On Monday, I plan to spend the day coding up a few graph algorithms -- most likely Dijkstra and topological sort. That will conclude our coverage of new material for the quarter.

On Tuesday (and possibly Wednesday if we need more time), we'll do a course wrap where where I'll put a bow on some of the topics we've talked about this quarter, share some expectations for the final exam (and other end-of-quarter logistics), and talk a bit about what comes next in life after 106B.

Next Friday, we have the final exam.


Exam Prep

1. Code up Dijkstra's algorithm! Start by writing a function that can read a graph from a text file into an adjacency matrix.

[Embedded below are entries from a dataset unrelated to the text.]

PR #5138, opened 2021-07-15
add FLIP animations to meeting cards

mattkrick:
@nickoferrall 

I noticed that changing the name didn't update the grid, so I figured it was probably time to simplify the strategy.
I remember we chatted about FLIP animations a few months ago. This seemed like a good time to use them!
I tried to comment as much as I could.
The overall strategy is:
- Let flexbox do it's thing. flex-wrap will handle people joining/leaving the meeting & meeting name changes because it's not position absolute.
- When a meeting goes away, turn that meeting card into a position absolute & keep it right where it is, but fade it out over 300ms. use a FLIP animation for the rest of the cards.
- When a new meeting occurs, use a FLIP animation to move the cards to their new home

if you like it feel free to merge to your PR!


packages/client/hooks/useAnimatedMeetingCard.ts
```diff
@@ -0,0 +1,46 @@
...
+    // offset measurements are taken after a DOM paint
+    const {offsetTop, offsetLeft, style} = el
+    if (idx !== displayIdx) {
+      // interpolate last - first in FLIP
+      const diffLeft = rect.left - offsetLeft
+      const diffTop = rect.top - offsetTop
+      const duration = 350
+      // move it back where it was
+      style.transform = `translate(${diffLeft}px,${diffTop}px)`
+      requestDoubleAnimationFrame(() => {
```
nickoferrall, line 25: `requestAnimationFrame` tells the browser that we want to perform an animation before the next repaint. `requestDoubleAnimationFrame` is required here because it calls any animations that might block the main thread which would lead to jankiness?

nickoferrall (approved):
This is wonderfully impressive - there are far fewer calculations we need to maintain now 🎉  It's great to see FLIP in action!

packages/client/hooks/useAnimatedMeetingCard.ts
mattkrick: it's _almost_ the same as a setTimeout of 0. when you assign a value to `style.transform` it queues up that change to be done on the next frame, but sometimes it can happen in the same frame. then to reset the value we want to wait another frame so it doesn't undo the change before it has started.

PR #5140, opened 2021-07-15
Fixed handling update jira field errors

BartoszJarocki:
Related conversation: https://github.com/ParabolInc/parabol/pull/5095#issuecomment-880406015

### DIFF
--- a/packages/client/types/errors.ts
+++ b/packages/client/types/errors.ts
@@ -1,0 +1,6 @@
+export const SprintPokerErrors = {
+  fixMissingFieldError:
+    'Couldn’t fix the missing field! In Jira, use "Find my field" to determine the error',
+  updateFieldError: (fieldName: string) =>
+    `Update failed! In Jira, add the field "${fieldName}" to the Issue screen.`
+}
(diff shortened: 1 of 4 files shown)


packages/client/types/errors.ts
```diff
@@ -0,0 +1,6 @@
+export const SprintPokerErrors = {
+  fixMissingFieldError:
+    'Couldn’t fix the missing field! In Jira, use "Find my field" to determine the error',
+  updateFieldError: (fieldName: string) =>
+    `Update failed! In Jira, add the field "${fieldName}" to the Issue screen.`
+}
```
BartoszJarocki, line 6: I don't particularly like this solution, but I can't think of anything better 🤔

mattkrick: ahhh good catch!

because jira's "context" could also be a cause, I think the following error message is no longer true: `Update failed! In Jira, add the field "${fieldName}" to the Issue screen.` because it could exist on the issue screen & the context could be wrong.

since both error messages have the same root cause (misconfigured jira) and same solution (goto find my field & see the error), let's use a single error message for them both.

Maybe something like: `Jira rejected the field update. In Jira, use "Find my field" to determine the cause`

what do you think?

BartoszJarocki: Sounds great! I'll update the places with a single error message and it'll be 👌

mattkrick:
fixed up in task-sync to keep the merge train moving. thanks for finding this!

PR #5143, opened 2021-07-15
sidebar animations - rough draft

mattkrick:
tried to simplify the animations in #5086.
This just handles the check-in meeting, need to add the hook to other meetings, too.


nickoferrall:
For the reasons mentioned in the [issue here](https://github.com/ParabolInc/parabol/pull/5086#issuecomment-880989425), it looks like we do need to calculate the `maxHeight` so that the checkin/updates phase aren't squished when there are many agenda items. 

I've pushed an update using the hook in this PR and some of the `maxHeight` logic in the other PR. The main difference in this PR is that we're not calculating the height of the agendaItems/discuss/estimate phases which should help with performance & make it more maintainable.

mattkrick:
good find!
all you gotta do is animate the min-height.

```ts
const MeetingSidebarPhaseItemChild = styled('div')<{height: string | number}>(({height}) => ({
  display: 'flex',
  flexDirection: 'column',
  transition: `height 300ms ${BezierCurve.DECELERATE}, min-height 300ms ${BezierCurve.DECELERATE}`,
  height,
  minHeight: height,
  overflow: 'hidden'
}))
```

POC

https://user-images.githubusercontent.com/5514175/126836010-d1df9e47-a0f3-405a-ad23-426dd9c1ed27.mp4

nickoferrall:
Ah well that sounds great! 

I checked out your previous commit, copied & pasted the `MeetingSidebarPhaseItemChild` component that you've shared but I get the following:

sidebar-minHeight

In your video, it looks like there's too much space in the check-in phase and the Team Agenda is moving when switching between the check-in & updates phases. 

I can keep playing around with it to see if I can iron out the final small issues while using `minHeight`. Apologies for all the back and forth on this one!

nickoferrall:
I've played around with this a bit more but I think we do need to calculate the `maxHeight` due to the flexbox bug [here](https://github.com/ParabolInc/parabol/blob/f092a703bd675aaaa5129d3e155c6d4cb51474e2/packages/client/components/NewMeetingSidebarPhaseListItem.tsx#L17).

I was able to fix the behaviour I shared in my last gif by removing `minHeight` from `MeetingSidebarPhaseItemChild` and changing 40 to `fit-content` [here](https://github.com/ParabolInc/parabol/blob/f092a703bd675aaaa5129d3e155c6d4cb51474e2/packages/client/components/NewMeetingSidebarPhaseListItem.tsx#L17).

But the problem is if there's not enough space for the check-in / updates phase, it overflows as we're setting a height of 360px when there's only 300px available, for example:

flexbox-bug

In the solution I pushed to this branch, I calculated the `maxChildHeight` [here](packages/client/hooks/useMaxChildHeight.ts) and passed it to the sidebar child item. An alternate approach could be passing the `maxHeight` to the navItem instead. 

If it'd be more convenient for you to tackle this sync, I'd be happy to Zoom whenever you're free to get this one over the line

mattkrick:
closing in favor of #5240 (but there are a few commits here that we should probably cherrypick)

Issue #5100, opened 2021-07-02
Proxy jira images through parabol


mattkrick:
Discussion in #5098
Jira gives us image URLs that we can't put in img tags because they need an Authorization header. 

To get around this, we'll replace their URLs with a parabol URL that will retrieve an image stored in redis.
For ultimate security, we'd give the client a UUID that expires in an hour & then the server trades that UUID for a filename. then, to keep from saving the same image twice, it trades that filename for a file.
we can get away replacing the UUID with something deterministic as long as it's signed with a server secret.

AC
- [ ] request for a JiraIssue returns a `descriptionHTML` that looks through all img tags & replaces the `src` with `/jira-attachment/filename.ext`. it uses cheerio to do this. see https://github.com/ParabolInc/parabol/blob/a6f7d3153947b4f5cd70ef48912bbdf00b60bb94/packages/server/email/inlineImages.ts#L42-L50 for inspiration
- [ ] filename is the original src hashed with our server secret (e.g. ` crypto
    .createHmac(algo, SERVER_SECRET)
    .update(url)
    .digest('base64')`)
- [ ] the server writes a sentinel value to redis like `{[filename]: 'X'}` to signify that an image will be there soon
- [ ] the server fetches all images from jira, but does not await the result (ie `descriptionHTML returns before jira responds to the image fetches)
- [ ] when the result comes back, the server writes the image as a buffer to redis `{[fileame]: <Buffer>}`
- [ ] an http endpoint exists like `/jira-attachment/filename.ext`
- [ ] the endpoint handler grabs the buffer from redis
- [ ] if it has the sentinel value ('X') then it wait 500ms and tries again.
- [ ] if it still has the sentinel value, it times out & sends a default sad panda image (@ackernaut do you have an image that we could use as a "image failed to load" message?)
- [ ] if it has the image, then it returns that image
- [ ] the image has a ttl of 2 hours in redis (if you want to do a multi-set, here's some inspiration: https://github.com/ParabolInc/parabol/blob/c64e145ab51465a0c8487460c3c76f9c98186cb2/packages/server/dataloader/RedisCache.ts)

Estimate: 8 hours

mattkrick:
@ackernaut @enriquesanchez do we have an image to show when an image fails to load? maybe a sad panda?

enriquesanchez:
@mattkrick I'm not aware of us having anything already designed, but I can come up with something. Do you know the approximate dimensions we need?

mattkrick:
[...]

PR #5190, opened 2021-07-20
Proxy Jira images through Parabol

BartoszJarocki:
Related issue: https://github.com/ParabolInc/parabol/issues/5100 

AC
- [ ] Jira description images are visible in Parabol  

Screenshot 2021-07-20 at 15 05 16


packages/server/utils/atlassian/jiraImages.ts
```diff
@@ -0,0 +1,111 @@
...
+}
+
+export const downloadAndCacheImages = async (
+  authToken: string,
+  imageUrlToHash: Map<string, string>
+) => {
+  const redis = getRedis()
+  const promises: Promise<void>[] = []
+  for (const [imageUrl, hashedImageUrl] of imageUrlToHash) {
+    const cachedImage = await redis.get(hashedImageUrl)
```
mattkrick, line 54: use `exists` instead of `get` because the buffer will be large & we aren't doing anything with it

packages/server/utils/atlassian/jiraImages.ts
```diff
@@ -0,0 +1,111 @@
...
+    const imageBuffer = await fetchImage(authToken, imageUrl)
+    if (!imageBuffer) return
+    redis.setBuffer(hashedImageUrl, imageBuffer, 'PX', IMAGE_TTL_MS)
+  } catch (error) {
+    console.error(error)
+  }
+}
+
+const fetchImage = async (authToken: string, url: string): Promise<Buffer | null> => {
+  const response = await fetch(url, {
```
mattkrick, line 87: fetch needs a timeout & abort controller.
consider moving this logic into the AtlassianServerManager so it can use fetchWithTimeout

packages/server/utils/atlassian/jiraImages.ts
```diff
@@ -0,0 +1,111 @@
...
+const downloadAndCacheImage = async (
+  redis: Redis.Redis,
+  authToken: string,
+  hashedImageUrl: string,
+  imageUrl: string
+) => {
+  try {
+    redis.setBuffer(hashedImageUrl, NO_IMAGE_BUFFER)
+    const imageBuffer = await fetchImage(authToken, imageUrl)
+    if (!imageBuffer) return
```
mattkrick, line 79: if the fetch failed to return an image buffer let's remove the sentinel from redis so it tries again next time

packages/server/utils/atlassian/jiraImages.ts
```diff
@@ -0,0 +1,111 @@
...
+}
+
+const downloadAndCacheImage = async (
+  redis: Redis.Redis,
+  authToken: string,
+  hashedImageUrl: string,
+  imageUrl: string
+) => {
+  try {
+    redis.setBuffer(hashedImageUrl, NO_IMAGE_BUFFER)
```
mattkrick, line 77: let's put a TTL on this, too, just in case

packages/server/utils/atlassian/jiraImages.ts
```diff
@@ -0,0 +1,111 @@
...
+  }${JIRA_IMAGES_ENDPOINT}/${hashedImageUrl}`
+}
+
+const downloadAndCacheImage = async (
+  redis: Redis.Redis,
+  authToken: string,
+  hashedImageUrl: string,
+  imageUrl: string
+) => {
+  try {
```
mattkrick, line 76: no try/catch needed anymore

mattkrick (changes requested):
lots of comments, but they're all very tiny. great first pass!

packages/server/jiraImagesHandler.ts
```diff
@@ -0,0 +1,37 @@
+import {HttpRequest, HttpResponse} from 'uWebSockets.js'
+import uWSAsyncHandler from './graphql/uWSAsyncHandler'
+import {NO_IMAGE_BUFFER, JIRA_IMAGES_ENDPOINT} from './utils/atlassian/jiraImages'
+import getRedis from './utils/getRedis'
+
+const WAIT_MS = 500
+
+function wait(delayMS: number) {
```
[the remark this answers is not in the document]
BartoszJarocki: oh, right! fixed. 👍

packages/server/jiraImagesHandler.ts
```diff
@@ -0,0 +1,37 @@
...
+
+const ROUTE = `${JIRA_IMAGES_ENDPOINT}/`
+const jiraImagesHandler = uWSAsyncHandler(async (res: HttpResponse, req: HttpRequest) => {
+  const fileName = req.getUrl().slice(ROUTE.length)
+  const imageBuffer = await getImageFromCache(fileName)
+  if (imageBuffer.compare(NO_IMAGE_BUFFER) === 0) {
+    //TODO: send placeholder image
+  }
+
+  res
```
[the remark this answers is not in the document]
BartoszJarocki: fixed!

packages/server/server.ts
```diff
@@ -45,6 +47,7 @@ uws
   .get('/sse/*', SSEConnectionHandler)
   .get('/sse-ping', SSEPingHandler)
   .get('/self-hosted/*', selfHostedHandler)
+  .get(`${JIRA_IMAGES_ENDPOINT}/*`, jiraImagesHandler)
```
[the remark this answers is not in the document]
BartoszJarocki: TIL, fixed!

packages/server/utils/atlassian/jiraImages.ts
```diff
@@ -0,0 +1,111 @@
...
+
+/**
+ * Parses a JIRA issue description and replaces the image urls with Parabol's image urls
+ * @param {string} descriptionHTML - HTML string of related Jira issue description
+ * @returns {UpdateJiraImagesResult} - Map of orginal image urls to hashed image urls and updated description
+ */
+export const updateJiraImageUrls = (
+  cloudId: string,
+  descriptionHTML: string
+): UpdateJiraImagesResult => {
```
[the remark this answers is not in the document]
BartoszJarocki: @mattkrick sure, fixed! 

Re types, I've already added them. I also updated `cheerio` to the latest version.

packages/server/utils/atlassian/jiraImages.ts
```diff
@@ -0,0 +1,111 @@
...
+  if (response.status !== 200) {
+    console.warn('Fetching image failed', response.status)
+    return null
+  }
+
+  return response.buffer()
+}
+
+const createImageUrlHash = (imageUrl: string): string => {
+  const serverSecret = process.env.SERVER_SECRET
```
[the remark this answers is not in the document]
BartoszJarocki: oh, good to know, fixed. 👍

packages/server/utils/atlassian/jiraImages.ts
```diff
@@ -0,0 +1,111 @@
...
+
+    promises.push(downloadAndCacheImage(redis, authToken, hashedImageUrl, imageUrl))
+  }
+
+  await Promise.all(promises)
+}
+
+const createParabolImageUrl = (hashedImageUrl: string): string => {
+  //locally API lives on different port than the frontend application
+  return `${
```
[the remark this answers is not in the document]
BartoszJarocki: That's awesome. I was looking for how other endpoints are handled in the project but I couldn't find it. Fixed 👍

packages/server/utils/atlassian/jiraImages.ts
```diff
@@ -0,0 +1,111 @@
...
+/**
+ * Parses a JIRA issue description and replaces the image urls with Parabol's image urls
+ * @param {string} descriptionHTML - HTML string of related Jira issue description
+ * @returns {UpdateJiraImagesResult} - Map of orginal image urls to hashed image urls and updated description
+ */
+export const updateJiraImageUrls = (
+  cloudId: string,
+  descriptionHTML: string
+): UpdateJiraImagesResult => {
+  const imageUrlToHash: Map<string, string> = new Map()
```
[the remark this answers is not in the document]
BartoszJarocki: oh, sure. I need to do my homework with TS utility types. Fixed!
BTW, the map prints nicely too 😆

packages/server/jiraImagesHandler.ts
```diff
@@ -0,0 +1,37 @@
...
+    await wait(WAIT_MS) // try again after 500 ms
+    imageBuffer = await redis.getBuffer(fileName)
+  }
+  return imageBuffer
+}
+
+const ROUTE = `${JIRA_IMAGES_ENDPOINT}/`
+const jiraImagesHandler = uWSAsyncHandler(async (res: HttpResponse, req: HttpRequest) => {
+  const fileName = req.getUrl().slice(ROUTE.length)
+  const imageBuffer = await getImageFromCache(fileName)
```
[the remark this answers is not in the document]
BartoszJarocki: Makes sense! Fixed 🙏

packages/server/utils/atlassian/jiraImages.ts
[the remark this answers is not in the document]
BartoszJarocki: Ooooh. Interesting. After adding this to `dev.client.config`:
```
      '/jira-attachements': {
        target: `http://localhost:${SOCKET_PORT}`
      }
```
Image request couldn't reach the handler and I started digging what could be the issue.
Seems like hash created that way:
```
const createImageUrlHash = (imageUrl: string) => {
  return crypto
    .createHmac('sha256', serverSecret)
    .update(imageUrl)
    .digest('base64')
}
```
Isn't safe to use in URLs 🤯 . It creates from`https://api.atlassian.com/ex/jira/5bf7b2f4-cec7-4f8a-85f3-5643792a9052/secure/attachment/10000/10000_Screenshot+2021-07-19+at+08.25.20.png` ->`/redZ5TBVrI8sW7FgP79FTY+utdAdaAR/o0raZUkfXc=` and because the hash contains `/` at the beginning it has to be URL encoded. 
More reading: https://www.lytzen.name/2019/09/25/can-a-hash-have-a-slash.html and https://en.wikipedia.org/wiki/Base64#The_URL_applications 

I ended up creating a little helper:
```
const toBase64url = (base64: string) => {
  return base64
    .replace(/=/g, '')
    .replace(/\+/g, '-')
    .replace(/\//g, '_')
}
```
And I simply fix the hashed value
```
const createImageUrlHash = (imageUrl: string) => {
  return toBase64url(
    crypto
      .createHmac('sha256', serverSecret)
      .update(imageUrl)
      .digest('base64')
  )
}
```
After that, hash looks like this `_redZ5TBVrI8sW7FgP79FTY-utdAdaAR_o0raZUkfXc` instead of `/redZ5TBVrI8sW7FgP79FTY+utdAdaAR/o0raZUkfXc=`

packages/server/jiraImagesHandler.ts
```diff
@@ -0,0 +1,37 @@
...
+  if (imageBuffer.compare(NO_IMAGE_BUFFER) === 0) {
+    //TODO: send placeholder image
+  }
+
+  res
+    .writeStatus('200')
+    .writeHeader('Content-Type', 'image/png')
+    .writeHeader('Content-Length', imageBuffer.length.toString())
```
BartoszJarocki, line 33: @mattkrick after enabling proxy on dev server I was getting this
```
[HPM] Error occurred while trying to proxy request /jira-attachements/_redZ5TBVrI8sW7FgP79FTY-utdAdaAR_o0raZUkfXc from localhost:3000 to http://localhost:3001 (HPE_UNEXPECTED_CONTENT_LENGTH) (https://nodejs.org/api/errors.html#errors_common_system_errors)
```
I removed this and it works correctly. I'm not sure about prod env, is `Content-Length` going to be set automatically there too?

packages/server/utils/atlassian/jiraImages.ts
BartoszJarocki: When I add a method that needs to return a `Buffer` to `AtlassianManager` it complains the `response.buffer()` doesn't exist on type `fetch`. It's most probably because `AtlassianManager` has `abstract fetch: typeof fetch` which uses libdom type. 

I see the following solutions
1. extract `fetchWithTimeout` as a separate function that'd have to be bound to a proper `fetch` 
2. instead of `node-fetch` and native browser fetch use something like this https://github.com/matthew-andrews/isomorphic-fetch 
3. Simply copy-paste `fetchWithTimeout` as a separate function that uses `node-fetch` 

Unless there's some simpler solution that'd require changing types in `AtlassianManager` and `AtlassianServerManager`. Any thoughts @mattkrick? 🙏

BartoszJarocki:
@mattkrick thank you for a such detailed review! I fixed almost everything, there are two outstanding questions:
1. How are we want to handle `fetchWithTimeout` - https://github.com/ParabolInc/parabol/pull/5190#discussion_r673714197 
2. How about `Content-Length` header - https://github.com/ParabolInc/parabol/pull/5190#discussion_r673693605 

I'd appreciate your input there, thank you!

packages/server/utils/atlassian/jiraImages.ts
BartoszJarocki: ah, right! fixed 👍

packages/server/utils/atlassian/jiraImages.ts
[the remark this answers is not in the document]
mattkrick: ahh good catch!
we have a package for exactly that purpose. you can see it in action here: https://github.com/ParabolInc/parabol/blob/8e68c8c8106a24333522b25d5ad3306c4de34d5c/packages/server/email/createEmailVerification.ts#L21

so we can rewrite this to something like: 
```ts
base64url.encode(createHmac(...).update(imageUrl))
```

packages/server/utils/atlassian/jiraImages.ts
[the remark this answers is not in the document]
mattkrick: omg you're right! ohh that's so much nicer than it used to be. colors and all!

packages/server/utils/atlassian/jiraImages.ts
mattkrick: buffer doesn't exist, but arrayBuffer does :wink: 

see https://github.com/ParabolInc/parabol/blob/de68ce6722085bb6ca0ac9b27a08733188dc2b6c/packages/client/utils/AtlassianManager.ts#L438

packages/server/jiraImagesHandler.ts
mattkrick: here's what i'd try:
- remove the content-length header & on the browser open dev tools & check the response headers to verify that content-length is received. i think it should be
- if that doesn't work, i think you want byteLength, see https://nodejs.org/api/buffer.html#buffer_static_method_buffer_bytelength_string_encoding. try String(imageBuffer.byteLength)

BartoszJarocki: yeah, it is received. I just don't know if the prod env will behave the same as dev. I think it should 🤔

packages/server/utils/atlassian/jiraImages.ts
BartoszJarocki: I wanted to avoid the conversion ;) will move the logic to atlassian manager then!

packages/server/utils/atlassian/jiraImages.ts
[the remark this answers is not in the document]
BartoszJarocki: perfect! fixed 👍

packages/server/utils/atlassian/jiraImages.ts
BartoszJarocki: Now I realized I'm not handling `content-type` correctly and I always assume it's `png` 😭 
@mattkrick do you have any thoughts about how to store content types along with buffers in Redis?
What about storing it as a string with key like `content-type|imageHash` and just retrieve it endpoint handler and return the correct value? 🤔

mattkrick: here's what i'd do:
- the jira URL is /:fileName.[ext]
- remove the .[ext] before hashing the fileName
- then put the extension on the hashed fileName
- content-type can be determined from the extension using the package mime-types https://github.com/ParabolInc/parabol/blob/8c68bf771a350b31c7948e6bd11c5c110e30c977/packages/server/utils/StaticServer.ts#L2

BartoszJarocki: that's a great idea! 🙏   added.

packages/server/jiraImagesHandler.ts
mattkrick: oh for sure. uWS probably measures the payload before sending & attaches the necessary headers to keep the request from hanging, nginx just sits in front of it adding it's own headers so we're all good

packages/server/jiraImagesHandler.ts
```diff
@@ -0,0 +1,34 @@
...
+  if (imageBuffer.length > 1) return imageBuffer
+  if (tryAgain) {
+    await sleep(500)
+    return getImageFromCache(fileName, false)
+  }
+  return NO_IMAGE_BUFFER
+}
+
+const jiraImagesHandler = uWSAsyncHandler(async (res: HttpResponse, req: HttpRequest) => {
+  const fileName = req.getParameter(0)
```
mattkrick, line 21: let's first validate fileName before we perform some async work:
- make sure it's not an empty string
- get the mimeType
- make sure the mimeType is an image. if it's not, return a placeholder image
- now that we know the fileName at least looks like an image's file name, call getImageFromCache

packages/server/utils/atlassian/jiraImages.ts
```diff
@@ -0,0 +1,87 @@
...
+  const $ = cheerio.load(descriptionHTML)
+  $('body')
+    .find('img')
+    .each((_i, img) => {
+      const imageUrl = $(img).attr('src')
+      if (!imageUrl) return
+
+      const absoluteImageUrl = `${projectBaseUrl}${imageUrl}`
+      const extname = path.extname(absoluteImageUrl)
+      const imageUrlWithoutExt = absoluteImageUrl.replace(extname, '')
```
mattkrick, line 36: foo.png.png would fail here.
imageUrlWithoutExtension = absoluteImageUrl.slice(0, absoluteImageUrl.length - extname.length)

packages/server/utils/atlassian/jiraImages.ts
```diff
@@ -0,0 +1,87 @@
...
+  const isImageAlreadyCached = await redis.exists(hashedImageUrl)
+  if (isImageAlreadyCached) return
+
+  redis.setBuffer(hashedImageUrl, NO_IMAGE_BUFFER, 'PX', IMAGE_TTL_MS)
+  const imageBuffer = await manager.getImage(imageUrl)
+  if (!imageBuffer) {
+    await redis.del(hashedImageUrl)
+    return
+  }
+  redis.setBuffer(hashedImageUrl, imageBuffer, 'PX', IMAGE_TTL_MS)
```
mattkrick, line 77: nit: add `return` so in the future if anything wants to await this function it will work correctly

packages/server/utils/atlassian/jiraImages.ts
```diff
@@ -0,0 +1,87 @@
...
+}
+
+const createImageUrlHash = (imageUrl: string) => {
+  return base64url.encode(
+    crypto
+      .createHmac('sha256', serverSecret)
+      .update(imageUrl)
+      .digest('base64')
```
mattkrick, line 85: `digest()` instead of `digest('base64')` to shrink your payload

```sh
> b6.encode(crypto.createHmac('sha256', 'foo').update('bar').digest('base64')).length
59
> b6.encode(crypto.createHmac('sha256', 'foo').update('bar').digest('')).length
43
> 
```

packages/server/jiraImagesHandler.ts
```diff
@@ -0,0 +1,34 @@
...
+import mime from 'mime-types'
+import sleep from '../client/utils/sleep'
+import uWSAsyncHandler from './graphql/uWSAsyncHandler'
+import {NO_IMAGE_BUFFER} from './utils/atlassian/jiraImages'
+import getRedis from './utils/getRedis'
+
+const getImageFromCache = async (fileName: string, tryAgain: boolean) => {
+  const redis = getRedis()
+  const imageBuffer = await redis.getBuffer(fileName)
+  if (imageBuffer === null || imageBuffer.length === 0) return NO_IMAGE_BUFFER
```
mattkrick, line 11: we still need a placeholder for a graceful fallback.
lets do the following:
- put a .png of a jira logo in the static images directory
- import it at the top of this file (you may need to add a webpack file-loader to the dev & prod server configs)
- if the image isn't found, return that placeholder (to test in prod, just run `yarn build` then `yarn start`

packages/server/utils/atlassian/jiraImages.ts
BartoszJarocki: 💯  I def need to be less optimistic when coding!

packages/server/utils/atlassian/jiraImages.ts
BartoszJarocki: ahh, right!

packages/server/jiraImagesHandler.ts
```diff
@@ -1,32 +1,57 @@
 import {HttpRequest, HttpResponse} from 'uWebSockets.js'
+import fs from 'fs'
 import mime from 'mime-types'
 import sleep from '../client/utils/sleep'
 import uWSAsyncHandler from './graphql/uWSAsyncHandler'
-import {NO_IMAGE_BUFFER} from './utils/atlassian/jiraImages'
 import getRedis from './utils/getRedis'
+import jiraPlaceholder from '../../static/images/jira/placeholder.png'
+
+const jiraPlaceholderBuffer = fs.readFileSync(jiraPlaceholder)
```
BartoszJarocki, line 9: I'm not sure what's the best way of reading the file in a node so @mattkrick I'd appreciate if you could take a look here! Thanks!

BartoszJarocki:
@mattkrick thank you for the review! I fixed all the feedback but I'd really appreciate if you could take a look at webpack stuff and file loading, thank you! 🙏

packages/server/server.ts
```diff
@@ -45,6 +46,7 @@ uws
   .get('/sse/*', SSEConnectionHandler)
   .get('/sse-ping', SSEPingHandler)
   .get('/self-hosted/*', selfHostedHandler)
+  .get('/jira-attachements/:fileName', jiraImagesHandler)
```
mattkrick, line 49: *attachments (remove the extra e)

packages/server/jiraImagesHandler.ts
mattkrick: let's do a lazy + async read.
we'll make it async so it doesn't block the event loop
we'll make it lazy so the server doesn't have to read the file every time it starts up

```ts
import {promises as fsp} from 'fs'
let jiraPlaceholderBuffer: Buffer | undefined

const servePlaceholderImage = async (res: HttpResponse) => {
  if (!jiraPlaceholderBuffer) {
    jiraPlaceholderBuffer = await fsp.readFile(jiraPlaceholder)
  }
  res.cork(() => {
    res
      .writeStatus('200')
      .writeHeader('Content-Type', 'image/png')
      .end(jiraPlaceholderBuffer)
  })
}
```

packages/server/server.ts
BartoszJarocki: 🤦 I've just installed https://marketplace.visualstudio.com/items?itemName=streetsidesoftware.code-spell-checker so hopefully that won't happen again! 😂

packages/server/jiraImagesHandler.ts
BartoszJarocki: Thank you, all noted!

mattkrick:
added an `await` to serving the placeholders, otherwise it'd return before responding & that causes all kinds of bad.
aside from that all good!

An adjacency matrix isn't always the best representation to use for a graph (remember, for a sparse graph, the adjacency matrix has a lot of wasted space), but I'm suggesting that here because it's a fairly straightforward one to work with in code.

2. Be sure to review the section titled "Further Runtime Considerations: Repeated Minheap Insertions (or Deletions)" in today's notes.

3. If you want to learn more about shortest path algorithms and pathfinding, consider diving into the following sources (some of which are also linked above in today's notes):

4. Be sure you're preparing for the upcoming final exam! For details, see the following:

5. Take note of the comments I made toward the very end of class today about my expectations for what I want you to know about Dijkstra and A* for the final exam, as well as my comments at the top of class about what you need to know about Wednesday's graph material when it comes to the final exam.